PROBLEM —
Determine how many lines in the records hold the word "addMethod". Return the number alone.

DATA EXTRACT —
PR #112, opened 2025-03-31
Simplified snapshot handling

### LINKED ISSUE #97: Do not add current snapshot to snapshots list until finalization
Improve clarity about which snapshots can be used for interest/yield calculations.

This will also involve changing how timestamps on snapshots are used. Right now, the timestamp on a snapshot represents when the timestamp was created. After this issue is resolved, the timestamp on a snapshot should represent when the snapshot was _finalized_.

peer2f00l:
- Introduce `current_snapshot` field.
- Change semantics of timestamp field from "beginning of time chunk" to "end of time chunk."
- Associated algorithmic simplifications.

# API Changes

- New function: `get_current_snapshot()`
- Rename `get_snapshots_len` &rarr; `get_finalized_snapshots_len`
- Rename `list_snapshots` &rarr; `list_finalized_snapshots`

### DIFF
--- a/common/src/market/impl.rs
+++ b/common/src/market/impl.rs
@@ -1,7 +1,4 @@
-use near_sdk::{
-    collections::{LookupMap, UnorderedMap},
-    env, near, AccountId, BorshStorageKey, IntoStorageKey,
-};
+use near_sdk::{collections::LookupMap, env, near, AccountId, BorshStorageKey, IntoStorageKey};
 
 use crate::{
     asset::BorrowAssetAmount,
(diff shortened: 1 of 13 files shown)


common/src/market/impl.rs
```diff
@@ -88,48 +101,33 @@ impl Market {
...
-        };
-        self.snapshots.push(new_snapshot);
-        if let Some(previous_snapshot_index) = index.checked_sub(1) {
-            if let Some(previous_snapshot) = self.snapshots.get(previous_snapshot_index) {
-                MarketEvent::SnapshotFinalized {
-                    index: previous_snapshot_index,
-                    snapshot: previous_snapshot.clone(),
-                }
-                .emit();
+            std::mem::swap(&mut snapshot, &mut self.current_snapshot);
```
petarvujovic98, line 121: Nice one, I thought about using it but didn't get to refactor the code before you got to it!

common/src/snapshot.rs
```diff
@@ -6,7 +6,7 @@ use crate::{asset::BorrowAssetAmount, number::Decimal, time_chunk::TimeChunk};
 #[near(serializers = [borsh, json])]
 pub struct Snapshot {
     pub time_chunk: TimeChunk,
-    pub timestamp_ms: U64,
```
petarvujovic98, line 9: Definitely adds more clarity for the reader

petarvujovic98 (approved):
Thanks taking over here. I only did some basic work late last night (my time that is) but didn't get to it before you this morning.

peer2f00l:
@petarvujovic98 Thanks for getting it started!

PR #113, opened 2025-03-31
Cache snapshot interest rate

peer2f00l:
This should drastically improve the gas consumption of interest accumulation calculations for borrow positions.

# API Changes

- Removes `get_last_interest_rate`, since this field is now included in every snapshot. To get the same value, call `get_current_snapshot` and access the `interest_rate` field of the response.

### DIFF
--- a/common/src/borrow.rs
+++ b/common/src/borrow.rs
@@ -203,8 +203,43 @@ impl<M> BorrowPositionRef<M> {
 
 impl<M: Deref<Target = Market>> BorrowPositionRef<M> {
     pub fn with_pending_interest(&mut self) {
-        self.position.borrow_asset_fees.pending_estimate =
-            self.calculate_interest(u32::MAX).get_amount();
+        let mut pending_estimate = self.calculate_interest(u32::MAX).get_amount();
+        let prev_end_timestamp_ms = self.market.get_last_finalized_snapshot().end_timestamp_ms.0;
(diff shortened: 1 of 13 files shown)


petarvujovic98 (approved):
While this is better IMO, is there a case for still calculating this per request (via a non default API) in order to avoid cache corruption?

SmolinPavel (approved):

peer2f00l:
> While this is better IMO, is there a case for still calculating this per request (via a non default API) in order to avoid cache corruption?

@petarvujovic98 I'm not sure. If we did add that feature, that would incentivize users to choose the optimal mode (cached vs. non-cached) to perform their accumulations, which is not a good thing to incentivize, I think. Additionally, although it is not (currently) enforced with type design, the only place that snapshots are updated is within a single function, and that function ensures that the `interest_rate` field is properly updated.

Therefore, for at least _this_ version of the code, I think that cache corruption will not be an issue.

I should, however, add a task to more definitively enforce the updating of this field.

Edit: https://github.com/Templar-Protocol/contract-mvp/issues/114

peer2f00l:
As we can see from the gas report, this has handily evened-out the gas consumption metrics between borrow and supply accumulations. Supply took a bit of a hit from 24k&rarr;17k (since taking snapshots now guarantees an interest rate recalculation), while borrow nearly doubled from 8k&rarr;16k.

PR #145, opened 2025-05-07
fix: disallow collateralize and repay when eligible for liquidations

### LINKED ISSUE #135: Adding collateral should be disabled if the borrow is in liquidation [TD-5, TD-10, TD-11]
Avoids edge cases and race conditions during liquidation.

peer2f00l:


SmolinPavel (approved):

contract/market/src/impl_helper.rs
```diff
@@ -315,13 +328,45 @@ impl Contract {
         }
     }
 
+    pub const GAS_FT_ON_TRANSFER_COLLATERALIZE_01_CONSUME_PRICE: Gas = Gas::from_tgas(5);
```
peer2f00l, line 332: These need to be measured

PR #147, opened 2025-05-09
Introduce `Valuation` struct that tracks exponent separately from coefficient

### LINKED ISSUE #124: Track exponent separately from coefficient when computing valuations [TD-2]
This will help to avoid loss of precision when dealing with very small amounts/prices.

peer2f00l:


SmolinPavel (approved):

peer2f00l:
That's a hit on performance... 16k->12k :(

PR #155, opened 2025-06-09
Enforce minimum borrow amount during repayment

### LINKED ISSUE #129: Minimum borrow amount not enforced during repayment [TD-7]
A borrow position can be repaid down to just dust, which will not reset the expiration timer, etc. Minimum borrow amount should also be enforced here: if the amount repaid is not enough to fully repay the borrow, the minimum borrow amount should be retained and the rest refunded back to the user.

peer2f00l:


petarvujovic98 (commented):
Seems simple enough!

petarvujovic98 (approved):

petarvujovic98 (approved):

PR #158, opened 2025-06-10
chore: remove useless code

### LINKED ISSUE #138: Clarifications [TD-19]
1. Redundant code:

    https://github.com/Templar-Protocol/contract-mvp/blob/61bf6a2301c4eedb674828ee86e9ddb93ba4f55b/common/src/market/impl.rs#L273

2. ~~We should rename the "within collateral ratio" functions to "satisfies collateral ratio", because "within" makes it sound like the function should return `true` if the balance is _less than_ the ratio, which is not what it does.~~ **Already renamed.**

peer2f00l:


petarvujovic98 (approved):
Removing useless code is always nice

PR #160, opened 2025-06-12
Allow anyone to run accumulations on positions

### LINKED ISSUE #125: Allow anyone to run accumulations on positions [TD-3]
This will allow:

- Liquidators to force fee accumulations.
- All positions to be up-to-date so that snapshots can be deleted.

peer2f00l:
In order to prevent abuse, we also need to account for fractional accumulation values, hence the introduction of the new field in the `Accumulator` and related structs.

### DIFF
--- a/common/src/accumulator.rs
+++ b/common/src/accumulator.rs
@@ -1,4 +1,4 @@
-use near_sdk::{near, require};
+use near_sdk::{json_types::U128, near, require};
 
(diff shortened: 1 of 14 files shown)


peer2f00l:
Not ready for review yet; still need to add tests.

petarvujovic98 (approved):

PR #114, opened 2015-01-08
Fantasy Land compatibility?

quarterto:
[Fantasy Land](https://github.com/fantasyland/fantasy-land) is a specification for algebraic Javascript structures. Highland streams almost implement Monoid and Monad. What we'd need to change to be fully compatible:
1. Alias `flatMap` to `chain`
2. Add `_.of` as a shortcut for `λ x → _([x])`
3. Add `_.empty` as a shortcut for `λ → _([])`
4. Add `ap`, to apply each of a stream of functions to each of a stream of values.
5. (Nice to have) add tests to ensure we satisfy the laws.

What are people's opinions on this?

PR #643, opened 2018-02-28
Add `ap` method and a simple test

amsross:
This is a rehash of an unfinished part of #114.

I would still like to add some tests to validate the functionality.

### DIFF
--- a/lib/index.js
+++ b/lib/index.js
@@ -2211,6 +2211,27 @@ addMethod('flatMap', function (f) {
 });
 
 /**
+ * Creates a new Stream of values by applying each item in a Stream to each
+ * value in a Stream of functions
+ *
+ * @id ap
+ * @section Higher-order Streams
+ * @name Stream.ap(m)
+ * @param {Stream} m - incoming stream of values to apply to function(s) in stream
+ * @api public
+ *
+ * var readFile = _.wrapCallback(fs.readFile);
+ * filenames.flatMap(readFile)
+ */
+
+addMethod('ap', function (m) {
+    return this.map(function (f) {
+        return m.fork().map(f);
+    })
+      .parallel(Infinity);
+});
+
+/**
  * Retrieves values associated with a given property from all elements in
  * the collection.
  *
--- a/test/test.js
+++ b/test/test.js
@@ -4938,6 +4938,16 @@ exports['flatMap - map to Stream of Array'] = function (test) {
     });
 };
 
+exports.ap = function (test) {
+    function doubled(x) {
+        return x * 2;
+    }
+    _.ap(_([1, 2, 3, 4]), _.of(doubled)).toArray(function (xs) {
+        test.same(xs, [2, 4, 6, 8]);
+        test.done();
+    });
+};
+
 exports.pluck = function (test) {
     var a = _([
         {type: 'blogpost', title: 'foo'},


amsross:
Still needs appropriate tests.

lib/index.js
```diff
@@ -2210,6 +2210,27 @@ addMethod('flatMap', function (f) {
...
+ *
+ * var readFile = _.wrapCallback(fs.readFile);
+ * filenames.flatMap(readFile)
+ */
+
+addMethod('ap', function (m) {
+    return this.map(function (f) {
+        return m.fork().map(f);
+    })
+      .parallel(Infinity);
```
amsross: Typically I would use `.merge()` here because of `m.fork()`, but I feel like that is taking too much liberty with users' code since order of results is not guaranteed. I think that also violates the `composition` specification because the results will not necessarily be the same if the function or values are asynchronous (re: events).

vqvu:
First of all, thanks for picking this up. I have a few comments.

> The implementation and examples there only work if all of the streams are synchronous.

It's definitely possible to implement even this version of `ap` without requiring that the streams be synchronous. You just need the stream of functions to be finite (and ideally small). Basically, save all of the functions in an array, then apply them to the values. That said, I don't think this version of `ap` is a good fit for streams (see next).

I know that #114 says `ap` should "apply each of a stream of functions to each of a stream of values.", but that definition has always bothered me, since it doesn't handle infinite streams in an elegant way. For example, `x.ap(_([f, g])` is the same as `x.ap(_([f]))` if `x` is an infinite stream, and `x.ap(y)` essentially leaks memory if `y` is infinite. Furthermore, it introduces a "bunching" behavior that seems suboptimal.

It turns out there are more than one implementation that will satisfy the fantasy-land spec.

1. Apply all functions to all values (interleaving the functions).
2. Apply all functions to all values (interleaving the value). I think this is what you've implemented.
3. Apply the *latest* function to the *latest* value. This is what [most.js does](https://github.com/cujojs/most/blob/master/docs/api.md#ap). Credits to them for the inspiration.

(1) is slightly better than (2), since the stream being interleaved needs to be saved, and the stream of functions is likely to be shorter, it slightly more optimal to interleave the functions. That said, they both have the same limitation of throwing away (some) timing data.

In contrast, (3) doesn't. To illustrate, consider the streams (the numbers in the first row are seconds since the start).

Value | 1 | 2  | 3  | 4  | 5 | 6  | 7
------|---|----|----|----|---|----|---
   a  | 1 |    |    |    | 2 |    | 3
   b  |   | g1 |    |    |   | g2 |

The outputs of the implementations look like this

`u.ap(v)` | 1 | 2       | 3 | 4 | 5       | 6                         | 7
----------|---|---------|---|---|---------|---------------------------|---
Impl 1    |   | `g1(1)` |   |   |         | `g2(1)`, `g1(2)`, `g2(2)` | `g1(3)`, `g2(3)`
Impl 2    |   | `g1(1)` |   |   |         | `g1(2)`                   | `g1(3)`, `g2(1)`, `g2(2)`, `g2(3)`, `g3(1)`, `g3(2)`, `g3(3)`
Impl 3    |   | `g1(1)` |   |   | `g1(2)` | `g2(1)`                   | `g2(3)`

Notice the bunchings at `t=6` and `t=7`. Meanwhile, even though stream `a` emitted a value at `t=5`, implementations 1 and 2 didn't reflect that at all. In fact, if `a` were this *different* stream, the output of those implementations would not change while the output of implementation 3 would.

Value | 1 | 2  | 3  | 4  | 5 | 6  | 7
------|---|----|----|----|---|----|---
  a' | 1 |    |    | 2  |   |    | 3

So I would say implementation 3 has going it for it the following things
1. It preserves the most timing data (no bunching).
2. It handles infinite streams gracefully (both `a` and `b` can be infinite) with O(1) memory.
3. The interpretation of applying a time-varying function to a time-varying value is extremely elegant. It's not hard to think of a case where you'd need something like this, especially in the context of say, a UI. On the other hand, it's less clear why you would want to compute the cross product of a list of functions and a list of values.
4. It matches another streams implementation.

Given the above, I would like to implement `ap` using implementation 3 unless you have a strong argument against it.

amsross:
I'm still going over the differences in implementations, but I think I should note that using `.parallel(Infinity)` seems to have been a mistake on my part because it does lead to the loss of timing data and bunching as you pointed out. When I use this I typically implement it with `.merge()`, which has the results I expect.

I've seen the `most.js` implementation and I can certainly see the elegance of `latestU(latestA)`, however I'm unfamiliar with a use case where that's desired. I'm going to chalk that up to my unfamiliarity with streams in UIs.

If `ap` is implemented with `.merge()` instead of `.parallel(Infinity)`, the results with infinite streams `u` and `a` look like this for me (I stretched `t` out a bit for my own clarification):

Value | 1 | 2 | 3 | 4 | 5 | 6 | 7 | 8 | 9 | 10
-- | -- | -- | -- | -- | -- | -- | -- | -- | -- | --
a | 1 | | | 2 | | | 3 | | | 4
b | | g1 | | | | g2 | | | | g3

`u.ap(v)` | 1 | 2 | 3 | 4 | 5 | 6 | 7 | 8 | 9 | 10
-- | -- | -- | -- | -- | -- | -- | -- | -- | -- | --
`merge` | | g1(1) | | | g1(2) | | | g1(3), g2(3) | | g1(4), g2(4), g3(4)
`parallel` | | g1(1) | | | g1(2) | | | g1(3) | | g1(4), g2(3), g2(4), g3(4)

You can see that the bunching becomes less pronounced and the timing is (more) preserved. This feels to me more like a half-step between Impl 2 and Impl 3 where all functions are applied to the most recent values.

I will take a stab at implementing something more like **3** so I can get a better perspective on the differences in the use cases I am familiar with.

Also, thanks so much for your thoughtful and informative response above!

amsross:
Just for reference, my typical use case for this is to represent closures across a set of possible permutations. A closure could be operations on a database and the permutations could be the possible input values and possible database connection configurations. In these cases `u` is typically synchronous and finite, but there are times when it is both asynchronous and infinite.

```
const asyncFiniteStreamOfDbConnections = h.of(db => connect(db))
  .ap(syncFiniteStreamOfDbConfigs)

const asyncInfiniteStreamOfDocuments = h('msg', eventEmitter)

// store each message in ALL of the provided dbs, not just the latest
h.of(db => document => db.store(document))
  .ap(asyncFiniteStreamOfDbConnections)
  .ap(asyncInfiniteStreamOfDocuments)
```

 In these cases I expect `ap` to be usable as in `liftA2(f, [1, 2], [3, 4])` where the calls are:
* `f(1, 3)`
* `f(1, 4)`
* `f(2, 3)`
* `f(2, 4)`

amsross:
Here's a rough alternative implementation that maybe you could weigh in on for comparison. It appears to me to behave similarly to `most.js`:

```
const ap = a => u => h([
  a.map(a => ({ a })),
  u.map(u => ({ u })),
]).merge()
  .scan1((x, y) => Object.assign({}, x, y))
  .filter(({ a, u }) => a && u)
  .map(({ a, u }) => u(a))
```

The timing and results:

Value | 1 | 2 | 3 | 4 | 5 | 6 | 7 | 8 | 9 | 10
-- | -- | -- | -- | -- | -- | -- | -- | -- | -- | --
a | 1 | | | 2 | | | 3 | | | 4
b | | g1 | | | | g2 | | | | g3

`u.ap(v)` | 1 | 2 | 3 | 4 | 5 | 6 | 7 | 8 | 9 | 10
-- | -- | -- | -- | -- | -- | -- | -- | -- | -- | --
`events` | | g1(1) | | g1(2) | | g2(2) | g2(3) | | | g2(4), g3(4)

amsross:
Sorry for letting this sleep here for so long.

@vqvu I'd be interested in your opinion on this implementation using higher-level highland functionality as well as what tests would be necessary to really prove this out.

lib/index.js
```diff
@@ -2210,6 +2210,46 @@ addMethod('flatMap', function (f) {
...
+ * Creates a new Stream of values by applying each item in a Stream to each
+ * value in a Stream of functions
+ *
+ * @id ap
+ * @section Higher-order Streams
+ * @name Stream.ap(m)
+ * @param {Stream} m - incoming stream of function(s) to apply to value(s) in stream
+ * @api public
+ *
+ * var filenames = _(['foo', 'bar', 'baz']);
```
vqvu: Can you come up with a better example code? One with multiple functions being applied to a value stream, similar to what you have in the `reflect timing of value and function arrival` test.

This example doesn't really show why you would use `ap` over `map`.

vqvu:
Thanks for picking this back up! LGTM on the implementation. And sorry for not following through on this. It looks like I was the one who dropped the ball.

Re: tests

1. I think we'll want to add a test that validates the Fantasy Land spec. Specifically, that

    `v.ap(u.ap(a.map(f => g => x => f(g(x)))))` is equivalent to `v.ap(u).ap(a)`

2. I think the `reflect timing of value and function arrival` test should also validate the timing aspect of things. Use a fake clock, increment it slowly, and verify that the values are being emitted at the right time. There's an example in the [ratelimit tests](https://github.com/caolan/highland/blob/20096e839940505746946f10a4e84f65ca8f0b80/test/test.js#L266).

Other than that, your tests look fine to me.

vqvu:
Looks like a transitive dependency of ours no longer works with node 0.10, and that's why Travis is complaining. I've locked nodeunit to version 0.11.2 as a workaround.

amsross:
Also, I'm unsure what to update in https://github.com/caolan/highland/blob/master/CHANGELOG.md

Does this go under a `2.x` version, or a `3.00-beta.x` heading? Will this change appear in both?

lib/index.js
```diff
@@ -2237,6 +2237,53 @@ addMethod('flatMap', function (f) {
...
+ * Creates a new Stream of values by applying each item in a Stream to each
+ * value in a Stream of functions
+ *
+ * @id ap
+ * @section Higher-order Streams
+ * @name Stream.ap(m)
+ * @param {Stream} m - incoming stream of function(s) to apply to value(s) in stream
+ * @api public
+ *
+ * var asyncUnit = () => h.of(h.nil);
```
vqvu: Please use `_` instead of `h` for the Highland object. It is the typical style for all of the other examples.

vqvu: `h.of(h.nil)` doesn't return an empty stream. It returns a stream with a single element: `h.nil`. You want `h([])` instead.

lib/index.js
```diff
@@ -2237,6 +2237,53 @@ addMethod('flatMap', function (f) {
...
+ * var asyncAutocomplete = e => h(fetch(`/autocomplete?s=${e.target.value}`));
+ *
+ * var fns = h('change', checkbox)
+ *   .flatMap(e => h.of(e.target.checked ? asyncAutocomplete : asyncUnit));
+ *
+ * h('change', input)
+ *   .ap(fns)
+ *   .merge()
```
vqvu: Use `sequence` instead of `merge`. Strictly speaking, `merge` doesn't guaranteed an order, so it's not strictly correct.

test/test.js
```diff
@@ -4997,6 +4997,150 @@ exports['flatMap - map to Stream of Array'] = function (test) {
...
+        this.clock.tick(30);
+        test.same(results, ['g1(1)', 'g1(2)']);
+        this.clock.tick(10);
+        test.same(results, ['g1(1)', 'g1(2)', 'g2(2)']);
+        this.clock.tick(10);
+        test.same(results, ['g1(1)', 'g1(2)', 'g2(2)', 'g2(3)']);
+        test.done();
+    },
+    // v.ap(u.ap(a.map(f => g => x => f(g(x))))) is equivalent to v.ap(u).ap(a) (composition)
+    'composition': {
```
vqvu: I think it's important that `u` and `v` and `a` are defined the same way, so you should be defining them in the same test. Having different tests like this means they can diverge in the future.

You should, have one test that

1. Defines `u`, `v`, and `a` once.
2. Builds `v.fork().ap(u.fork().ap(a.fork().map(f => g => x => f(g(x)))))` and `a.fork().ap(u.fork()).ap(a.fork())`
3. Consume both of them.
4. Verifies that both output `abc`.

vqvu:
> Does this go under a 2.x version, or a 3.00-beta.x heading? Will this change appear in both?

This will go under a new 3.0.0-beta.7 heading. It won't appear in 2.x unless someone backports it to the 2.x branch, and I'm trying to keep new transforms from being added in 2.x (bugfix-only for that branch).

lib/index.js
vqvu: Correction. I think in the current implementation, it's the case that `h.of(h.nil)` will be treated as an empty stream. Semantically, though, `h.of` should always create a on-element stream, so this is more of a corner-case (possibly bug) than anything. `h([])` is still the more correct thing to use.

package.json
```diff
@@ -1,6 +1,6 @@
 {
   "name": "highland",
-  "version": "3.0.0-beta.6",
+  "version": "3.0.0-beta.7",
```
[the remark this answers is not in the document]
amsross: done :+1:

SOLUTION FOR THIS PROBLEM —
7